PR #640, opened 2019-05-29
slip-0044: Add Own (CHX)

marian-gheorghe:


prusnak:

anilmujagic:

Hi @prusnak 

Our wallet app is already deployed and wallets are being created. We understand that you would prefer to have the next available number used, but we didn't infer that from the current entries and didn't think it's required.
Changing it now would create too many issues on our side and would render peoples wallets invalid.

prusnak:
Meh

::::

▸ PROBLEM
Give back, word for word, the lines of the records that run from the one holding "Changing it now" to the very last.

▸ SOLUTION BELOW
Changing it now would create too many issues on our side and would render peoples wallets invalid.

prusnak:
Meh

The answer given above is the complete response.